Humanizing Automatically Generated Unit Test Suites with LLM-Based Refactoring

2026-06-26Software Engineering

Software Engineering
AI summary

The authors studied ways to make automatically generated unit tests easier for developers to understand without breaking them. They combined traditional search-based test generation tools like EvoSuite, which create reliable but hard-to-read tests, with large language models (LLMs) to improve test names and structure while keeping tests working correctly. Their approach, called TestHumanizer, successfully produced tests that still compiled well and had similar code coverage, but were easier to read and less complex. Developer feedback confirmed that these improved tests were more welcome and understandable. The authors suggest LLMs work best as enhancers of existing tests rather than as direct test generators.

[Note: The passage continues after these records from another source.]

PR #4473, opened 2026-06-22
feat(dolt): query-level connection pooler to collapse Dolt connection churn

rbriski:
Core is built, tested, and proven end-to-end on a live town. An extended soak is running on a live workspace; see the testing comment below for full results.

## Problem
`bd`/`gt` use a connection-per-invocation model: every short-lived `bd` process opens its own Dolt sql-server connection. Under multi-process patrol/agent load this storms the listener's accept loop until it wedges ("alive but unresponsive"). Measured churn on a live town: hundreds of new Dolt connections/min, while concurrent connections stay tiny (sub-second open/close).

Search-Based Software Testing (SBST)Unit TestingEvoSuiteLarge Language Models (LLMs)Test RefactoringCode ReadabilityCode CoverageDefects4JSoftware Maintainability
Authors
Wendkûuni C. Ouédraogo, Yinghua Li, Xueqi Dang, Paweł Borsukiewicz, Lingfeng Bao, Anil Koyuncu, Jacques Klein, David Lo, Tegawendé F. Bissyandé
Abstract
Search-based test generation tools such as EvoSuite produce compilable and high-coverage unit tests at scale, but their suites are often hard to read and maintain. LLMs can generate more natural tests, yet direct generation remains brittle, with compilation rates of only 51-78% in our study. We introduce TestHumanizer, a hybrid SBST+LLM approach that uses LLMs as controlled refactoring layers over compilable SBST suites to improve naming, structure, and developer-oriented clarity while preserving behavior and compilation validity. We evaluate TestHumanizer on 350 classes from Defects4J and SF110. EvoSuite generates 15 suites per class, and each suite is refactored under three context configurations using gpt-4o and mistral-large-2407, yielding 31,500 refactorings. TestHumanizer reaches 88-98% compilation rates, close to EvoSuite's 100% baseline and clearly above direct LLM generation. Structural coverage is largely preserved, typically within 1-2 percentage points, and 86-95% of refactorings satisfy a composite faithful-refactoring threshold. Refactored suites also improve predicted readability, reduce control-flow and cognitive complexity, and mitigate structural smells. The summary-based setting offers the most robust trade-off, while long code-centric prompts are more prone to hallucination-induced failures. A developer study on 30 classes and 444 test methods confirms significant gains in perceived readability and willingness to adopt, with Wilcoxon p less than 0.01 and substantial inter-rater agreement. Overall, LLMs are most effective not as standalone generators but as validation-gated refinement layers over robust SBST outputs.